▶ [Data for the task]:
Issue #1014, opened 2024-11-26
Extract pages corrupts form


mdmcconnell:
I am running pdfcpu on the command line under wsl Ubuntu.  This behaviour is occuring under the most recent commit b9b3d0fca12d.

Using "pdfcpu extract -mode page f1040se.pdf" out on the first attached file yields the second attached.  The extracted page is no longer a valid form in some way.  First, Acrobat has the following error:
![image](https://github.com/user-attachments/assets/5eab2e6f-36af-4690-9858-80fa5207c752)

But more interestingly, pressing tab from any form field causes the reader to hang.
[f1040se.pdf](https://github.com/user-attachments/files/17919597/f1040se.pdf)
[f1040sep1.pdf](https://github.com/user-attachments/files/17919598/f1040sep1.pdf)

hhrutter:
Well, seems like you are ripping your form apart..
Essentially what you want is `form splitting`, that's not implemented.
I also doubt it ever will be since there maybe form field dependencies between pages of your form containing fieds.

▶ [Task directions]: The lines from the one containing "Essentially what you" through the final line of the listing above are all you should set down, exactly as written.

▶ [Answer box]:
Essentially what you want is `form splitting`, that's not implemented.
I also doubt it ever will be since there maybe form field dependencies between pages of your form containing fieds.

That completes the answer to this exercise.